From: Michal Hocko <mhocko@suse.cz>
To: Richard Davies <richard@arachsys.com>
Cc: cgroups@vger.kernel.org, linux-mm@kvack.org,
linux-btrfs@vger.kernel.org,
Vladimir Davydov <vdavydov@parallels.com>
Subject: Re: Kernel crash triggered by dd to file with memcg, worst on btrfs
Date: Wed, 23 Apr 2014 23:58:52 +0200 [thread overview]
Message-ID: <20140423215852.GA6651@dhcp22.suse.cz> (raw)
In-Reply-To: <20140416174210.GA11486@alpha.arachsys.com>
[CCing Vladimir]
On Wed 16-04-14 18:42:10, Richard Davies wrote:
> Hi all,
>
> I have a test case in which I can often crash an entire machine by running
> dd to a file with a memcg with relatively generous limits. This is
> simplified from real world problems with heavy disk i/o inside containers.
>
> The crashes are easy to trigger when dding to create a file on btrfs. On
> ext3, typically there is just an error in the kernel log, although
> occasionally it also crashes.
>
> I'm not a kernel developer, but I'm happy to help with any further debugging
> or try patches.
>
> [I have also just reported a different but similar bug with untar in a memcg
> http://marc.info/?l=linux-mm&m=139766321822891 That one is not btrfs-linked]
>
>
> To replicate on Linux 3.14.0, run the following 8 commands:
>
> # mkdir -p /sys/fs/cgroup/test/
> # cat /sys/fs/cgroup/cpuset.cpus > /sys/fs/cgroup/test/cpuset.cpus
> # cat /sys/fs/cgroup/cpuset.mems > /sys/fs/cgroup/test/cpuset.mems
> # echo $((1<<30)) >/sys/fs/cgroup/test/memory.limit_in_bytes
> # echo $((1<<30)) >/sys/fs/cgroup/test/memory.memsw.limit_in_bytes
> # echo $((1<<28)) >/sys/fs/cgroup/test/memory.kmem.limit_in_bytes
Does this happen even if no kmem limit is specified?

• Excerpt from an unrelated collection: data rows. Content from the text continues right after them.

PR #2944, opened 2018-09-11
WIP starting to add Async APIs

mikaelm12:
Starting to phase in the Async APIs.

### DIFF
--- a/clients/java/signalr/src/main/java/com/microsoft/aspnet/signalr/HubConnection.java
+++ b/clients/java/signalr/src/main/java/com/microsoft/aspnet/signalr/HubConnection.java
@@ -3,10 +3,12 @@
 
 package com.microsoft.aspnet.signalr;
 
+import java.io.IOException;
 import java.util.ArrayList;
 import java.util.HashMap;
 import java.util.List;
 import java.util.Map;
+import java.util.concurrent.CompletableFuture;
 import java.util.function.Consumer;
 
 import com.google.gson.Gson;
@@ -151,6 +153,45 @@ public class HubConnection {
         return connectionState;
     }
 
+
+    public CompletableFuture startAsync() throws Exception {
+        if (connectionState != HubConnectionState.DISCONNECTED) {
+            return CompletableFuture.completedFuture(null);
+        }
+        if (!skipNegotiate) {
+            int negotiateAttempts = 0;
+            do {
+                accessToken = (negotiateResponse == null) ? null : negotiateResponse.getAccessToken();
+                negotiateResponse = handleNegotiate();
+                negotiateAttempts++;
+            } while (negotiateResponse.getRedirectUrl() != null && negotiateAttempts < MAX_NEGOTIATE_ATTEMPTS);
+            if (!negotiateResponse.getAvailableTransports().contains("WebSockets")) {
+                throw new HubException("There were no compatible transports on the server.");
+            }
+        }
+
+        logger.log(LogLevel.Debug, "Starting HubConnection");
+        if (transport == null) {
+            transport = new WebSocketTransport(url, logger, headers);
+        }
+
+        transport.setOnReceive(this.callback);
+
+        return transport.startAsync().thenCompose((future) -> {
+            String handshake = HandshakeProtocol.createHandshakeRequestMessage(new HandshakeRequestMessage(protocol.getName(), protocol.getVersion()));
+            CompletableFuture handshakeFuture = null;
+            try {
+                 handshakeFuture = transport.sendAsync(handshake);
+            } catch (Exception e) {
+                e.printStackTrace();
+            }
+            return handshakeFuture.thenRun(() -> {
+                connectionState = HubConnectionState.CONNECTED;
+                logger.log(LogLevel.Information, "HubConnected started.");
+            });
+        });
+    }
+
     /**
      * Starts a connection to the server.
      *
@@ -164,24 +205,7 @@ public class HubConnection {
             int negotiateAttempts = 0;
             do {
                 accessToken = (negotiateResponse == null) ? null : negotiateResponse.getAccessToken();
-                negotiateResponse = Negotiate.processNegotiate(url, accessToken);
-
-                if (negotiateResponse.getConnectionId() != null) {
-                    if (url.contains("?")) {
-                        url = url + "&id=" + negotiateResponse.getConnectionId();
-                    } else {
-                        url = url + "?id=" + negotiateResponse.getConnectionId();
-                    }
-                }
-
-                if (negotiateResponse.getAccessToken() != null) {
-                    this.headers.put("Authorization", "Bearer " + negotiateResponse.getAccessToken());
-                }
-
-                if (negotiateResponse.getRedirectUrl() != null) {
-                    url = this.negotiateResponse.getRedirectUrl();
-                }
-
+                negotiateResponse = handleNegotiate();
                 negotiateAttempts++;
             } while (negotiateResponse.getRedirectUrl() != null && negotiateAttempts < MAX_NEGOTIATE_ATTEMPTS);
             if (!negotiateResponse.getAvailableTransports().contains("WebSockets")) {
@@ -200,6 +224,29 @@ public class HubConnection {
         transport.send(handshake);
         connectionState = HubConnectionState.CONNECTED;
         logger.log(LogLevel.Information, "HubConnected started.");
+    }
+
+    private NegotiateResponse handleNegotiate() throws IOException {
+        accessToken = (negotiateResponse == null) ? null : negotiateResponse.getAccessToken();
+        negotiateResponse = Negotiate.processNegotiate(url, accessToken);
+
+        if (negotiateResponse.getConnectionId() != null) {
+            if (url.contains("?")) {
+                url = url + "&id=" + negotiateResponse.getConnectionId();
+            } else {
+                url = url + "?id=" + negotiateResponse.getConnectionId();
+            }
+        }
+
+        if (negotiateResponse.getAccessToken() != null) {
+            this.headers.put("Authorization", "Bearer " + negotiateResponse.getAccessToken());
+        }
+
+        if (negotiateResponse.getRedirectUrl() != null) {
+            url = this.negotiateResponse.getRedirectUrl();
+        }
+
+        return negotiateResponse;
     }
 
     /**
--- a/clients/java/signalr/src/main/java/com/microsoft/aspnet/signalr/HubConnection.java
+++ b/clients/java/signalr/src/main/java/com/microsoft/aspnet/signalr/HubConnection.java
@@ -9,6 +9,8 @@ import java.util.HashMap;
 import java.util.List;
 import java.util.Map;
 import java.util.concurrent.CompletableFuture;
+import java.util.concurrent.locks.Lock;
+import java.util.concurrent.locks.ReentrantLock;
 import java.util.function.Consumer;
 
 import com.google.gson.Gson;
@@ -30,6 +32,7 @@ public class HubConnection {
     private NegotiateResponse negotiateResponse;
     private String accessToken;
     private Map<String, String> headers = new HashMap<>();
+    private Lock hubConnectionStateLock = new ReentrantLock();
 
     private static int MAX_NEGOTIATE_ATTEMPTS = 100;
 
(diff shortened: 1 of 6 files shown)


clients/java/signalr/src/main/java/com/microsoft/aspnet/signalr/HubConnection.java
```diff
@@ -151,6 +153,45 @@ public HubConnectionState getConnectionState() {
         return connectionState;
     }
 
+
+    public CompletableFuture startAsync() throws Exception {
```
anurse: I know this was originally done when prototyping, but if we're doing this for real now, we should call it `start` and replace the existing one. If that means updating the tests, let's get that done :)

clients/java/signalr/src/main/java/com/microsoft/aspnet/signalr/HubConnection.java
```diff
@@ -151,6 +153,45 @@ public HubConnectionState getConnectionState() {
...
+        if (connectionState != HubConnectionState.DISCONNECTED) {
```
anurse: We're going to need a lock here (we probably needed it before too). If I call `connection.start()` twice without waiting for the first one, the second one should block until the first one finishes. See [HttpConnection.StartAsyncCore](https://github.com/aspnet/SignalR/blob/adc5706bcb2b3cb85e98e303999eb9a778426f7c/src/Microsoft.AspNetCore.Http.Connections.Client/HttpConnection.cs#L195)

anurse: https://docs.oracle.com/javase/7/docs/api/java/util/concurrent/locks/Lock.html ?

clients/java/signalr/src/main/java/com/microsoft/aspnet/signalr/HubConnection.java
```diff
@@ -151,6 +153,45 @@ public HubConnectionState getConnectionState() {
...
+            return CompletableFuture.completedFuture(null);
+        }
+        if (!skipNegotiate) {
+            int negotiateAttempts = 0;
+            do {
+                accessToken = (negotiateResponse == null) ? null : negotiateResponse.getAccessToken();
+                negotiateResponse = handleNegotiate();
```
anurse: Make sure there's a bug tracking async negotiation unless you're going to do it in this PR.

clients/java/signalr/src/main/java/com/microsoft/aspnet/signalr/Transport.java
```diff
@@ -3,9 +3,13 @@
...
+import java.util.concurrent.CompletableFuture;
+
 public interface Transport {
     void start() throws Exception;
+    CompletableFuture startAsync() throws Exception;
     void send(String message) throws Exception;
+    CompletableFuture sendAsync(String message) throws Exception;
     void setOnReceive(OnReceiveCallBack callback);
     void onReceive(String message) throws Exception;
     void stop();
```
anurse: The interface should be async here, even if the implementation is fully sync and just returns a completed future.

anurse: `WebSocketClient.closeConnection` can probably block though so it should be wrapped in `CompletableFuture.runAsync` anyway.

clients/java/signalr/src/main/java/com/microsoft/aspnet/signalr/Transport.java
```diff
@@ -3,9 +3,13 @@
 
 package com.microsoft.aspnet.signalr;
 
+import java.util.concurrent.CompletableFuture;
+
 public interface Transport {
     void start() throws Exception;
+    CompletableFuture startAsync() throws Exception;
     void send(String message) throws Exception;
+    CompletableFuture sendAsync(String message) throws Exception;
```
anurse: As above, let's replace the non-async ones entirely.

clients/java/signalr/src/main/java/com/microsoft/aspnet/signalr/WebSocketTransport.java
```diff
@@ -59,11 +60,29 @@ public void start() throws Exception {
...
     }
 
+    @Override
+    public CompletableFuture startAsync() {
+        return CompletableFuture.runAsync(() -> {
+            webSocketClient = createWebSocket(headers);
+            try {
+                webSocketClient.connectBlocking();
+            } catch (InterruptedException e) {
+                e.printStackTrace();
```
BrennanConroy: We rethrow or something

mikaelm12: Was having some trouble with that actually. This actually fails one of the tests because the exception gets smothered. But I wasn't able to re-throw. Figuring that out now

mikaelm12:
Currently theres a test failing. It checks the webSockets failure to start test. It's failing because I'm having trouble properly propagating errors from CompletableFutures from the transport

anurse:
Hrm, this isn't building in VSTS for some reason...

clients/java/signalr/src/main/java/com/microsoft/aspnet/signalr/WebSocketTransport.java
mikaelm12: Figured out that we have to throw Runtime Exceptions here

clients/java/signalr/src/main/java/com/microsoft/aspnet/signalr/HubConnection.java
```diff
@@ -151,79 +156,97 @@ public HubConnectionState getConnectionState() {
...
+                transport = new WebSocketTransport(url, logger, headers);
+            }
+
+            transport.setOnReceive(this.callback);
+
+            return transport.start().thenCompose((future) -> {
+                String handshake = HandshakeProtocol.createHandshakeRequestMessage(new HandshakeRequestMessage(protocol.getName(), protocol.getVersion()));
+                CompletableFuture handshakeFuture= transport.send(handshake);
+                return handshakeFuture.thenRun(() -> {
+                    connectionState = HubConnectionState.CONNECTED;
```
BrennanConroy: The `connectionState` is changed here outside of a lock.

clients/java/signalr/src/main/java/com/microsoft/aspnet/signalr/HubConnection.java
```diff
@@ -151,79 +156,97 @@ public HubConnectionState getConnectionState() {
...
+            if (transport == null) {
+                transport = new WebSocketTransport(url, logger, headers);
+            }
+
+            transport.setOnReceive(this.callback);
+
+            return transport.start().thenCompose((future) -> {
+                String handshake = HandshakeProtocol.createHandshakeRequestMessage(new HandshakeRequestMessage(protocol.getName(), protocol.getVersion()));
+                CompletableFuture handshakeFuture= transport.send(handshake);
+                return handshakeFuture.thenRun(() -> {
```
BrennanConroy: just `.thenRun` on the `transport.send` no need for an extra variable.

clients/java/signalr/src/main/java/com/microsoft/aspnet/signalr/HubConnection.java
```diff
@@ -151,79 +156,97 @@ public HubConnectionState getConnectionState() {
...
 
-        logger.log(LogLevel.Debug, "Starting HubConnection");
-        if (transport == null) {
-            transport = new WebSocketTransport(url, logger, headers);
+        if (negotiateResponse.getAccessToken() != null) {
+            this.headers.put("Authorization", "Bearer " + negotiateResponse.getAccessToken());
+        }
+
+        if (negotiateResponse.getRedirectUrl() != null) {
+            url = this.negotiateResponse.getRedirectUrl();
```
BrennanConroy: nit: `this.url`

clients/java/signalr/src/main/java/com/microsoft/aspnet/signalr/HubConnection.java
```diff
@@ -151,79 +156,97 @@ public HubConnectionState getConnectionState() {
...
+        }
+    }
 
-                negotiateAttempts++;
-            } while (negotiateResponse.getRedirectUrl() != null && negotiateAttempts < MAX_NEGOTIATE_ATTEMPTS);
-            if (!negotiateResponse.getAvailableTransports().contains("WebSockets")) {
-                throw new HubException("There were no compatible transports on the server.");
+    private NegotiateResponse handleNegotiate() throws IOException {
+        accessToken = (negotiateResponse == null) ? null : negotiateResponse.getAccessToken();
+        negotiateResponse = Negotiate.processNegotiate(url, accessToken);
```
BrennanConroy: Shouldn't we make negotiate async in this PR too?

clients/java/signalr/src/main/java/com/microsoft/aspnet/signalr/HubConnection.java
```diff
@@ -151,79 +156,97 @@ public HubConnectionState getConnectionState() {
...
+            } else {
+                logger.log(LogLevel.Debug, "Stopping HubConnection.");
+            }
+
+            transport.stop();
+            connectionState = HubConnectionState.DISCONNECTED;
+            logger.log(LogLevel.Information, "HubConnection stopped.");
+            if (onClosedCallbackList != null) {
+                HubException hubException = new HubException(errorMessage);
+                for (Consumer<Exception> callback : onClosedCallbackList) {
```
BrennanConroy: This looks like good deadlock potential. It is common practice to try and restart the connection in the `onClosed` callbacks which are currently run inside this lock. And that would mean calling `start`, which trys to acquire the lock resulting in a deadlock.

clients/java/signalr/src/main/java/com/microsoft/aspnet/signalr/WebSocketTransport.java
```diff
@@ -47,21 +48,24 @@ private URI formatUrl(String url) throws URISyntaxException {
     }
 
     @Override
-    public void start() throws Exception {
-        logger.log(LogLevel.Debug, "Starting Websocket connection.");
```
BrennanConroy: Add the logging back

clients/java/signalr/src/main/java/com/microsoft/aspnet/signalr/WebSocketTransport.java
```diff
@@ -47,21 +48,24 @@ private URI formatUrl(String url) throws URISyntaxException {
...
-        }
-        logger.log(LogLevel.Information, "WebSocket transport connected to: %s", webSocketClient.getURI());
+    public CompletableFuture start() {
+        return CompletableFuture.runAsync(() -> {
+            webSocketClient = createWebSocket(headers);
+            try {
+                if (!webSocketClient.connectBlocking()) {
+                    throw new RuntimeException("There was an error starting the Websockets transport");
+                }
+
```
BrennanConroy: nit: empty line

clients/java/signalr/src/test/java/com/microsoft/aspnet/signalr/test/HubConnectionTest.java
```diff
@@ -708,11 +709,13 @@ public void CannotSendBeforeStart() throws Exception {
         private ArrayList<String> sentMessages = new ArrayList<>();
 
         @Override
-        public void start() {}
+        public CompletableFuture start() {return CompletableFuture.completedFuture(null);}
```
BrennanConroy: nit: formatting

clients/java/signalr/src/test/java/com/microsoft/aspnet/signalr/test/HubConnectionTest.java
```diff
@@ -708,11 +709,13 @@ public void CannotSendBeforeStart() throws Exception {
...
 
         @Override
-        public void send(String message) {
+        public CompletableFuture send(String message) {
+
```
BrennanConroy: nit: empty line

clients/java/signalr/src/test/java/com/microsoft/aspnet/signalr/test/HubConnectionTest.java
```diff
@@ -726,7 +729,7 @@ public void onReceive(String message) throws Exception {
         }
 
         @Override
-        public void stop() {}
+        public CompletableFuture stop() {return  CompletableFuture.completedFuture(null);}
```
BrennanConroy: nit: formatting

clients/java/signalr/src/test/java/com/microsoft/aspnet/signalr/test/WebSocketTransportTest.java
```diff
@@ -21,6 +21,8 @@ public void WebsocketThrowsIfItCantConnect() throws Exception {
         expectedEx.expect(Exception.class);
         expectedEx.expectMessage("There was an error starting the Websockets transport");
         Transport transport = new WebSocketTransport("www.notarealurl12345.fake", new NullLogger());
-        transport.start();
+        CompletableFuture future = transport.start();
+        future.get();
+
```
BrennanConroy: nit: empty line

clients/java/signalr/src/test/java/com/microsoft/aspnet/signalr/test/WebSocketTransportTest.java
```diff
@@ -21,6 +21,8 @@ public void WebsocketThrowsIfItCantConnect() throws Exception {
         expectedEx.expect(Exception.class);
         expectedEx.expectMessage("There was an error starting the Websockets transport");
         Transport transport = new WebSocketTransport("www.notarealurl12345.fake", new NullLogger());
-        transport.start();
+        CompletableFuture future = transport.start();
```
BrennanConroy: Why not just `.get` inline?

clients/java/signalr/src/main/java/com/microsoft/aspnet/signalr/HubConnection.java
mikaelm12: I don't want to block invoke any longer than it needs to be 😄

clients/java/signalr/src/main/java/com/microsoft/aspnet/signalr/HubConnection.java
mikaelm12: Yeah, good eye. We just need to reduce the scope of the locked operations.

mikaelm12:
Closing this in favor of https://github.com/aspnet/SignalR/pull/2971
It addresses the outstanding comments here and is rebased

The kmem limit would explain allocation failures for ext3 logged bellow
but I would be interested about the "Thread overran stack, or stack
corrupted" message reported for btrfs. The stack doesn't seem very deep
there. I would expect some issues in the writeback path during the limit
reclaim but this looks quite innocent. Rulling out kmem accounting would
be a good first step though . (I am keepinng the full email for Vladimir)
> # echo $$ > /sys/fs/cgroup/test/tasks
> # dd if=/dev/zero of=./crashme bs=2M
>
> and leave until several GB of data have been written.
>
> When running into a btrfs filesystem, this dd crashes the entire machine
> about 50% of the time for me, generating a console log as copied below. If
> the initial dd is running smoothly, I can often get it to crash by stopping
> the dd with ctrl-c and starting it again with a different output file,
> perhaps repeating this a few times.
>
> When running into an ext3 filesystem, this dd typically doesn't crash the
> machine but just output errors in the kernel log as copied below.
> Occasionally it will still crash.
>
>
> I am happy to help with extra information on kernel configuration, but I
> hope that the above is sufficient for others to replicate. I'm also happy to
> try suggestions and patches.
>
> Thanks in advance for your help,
>
> Richard.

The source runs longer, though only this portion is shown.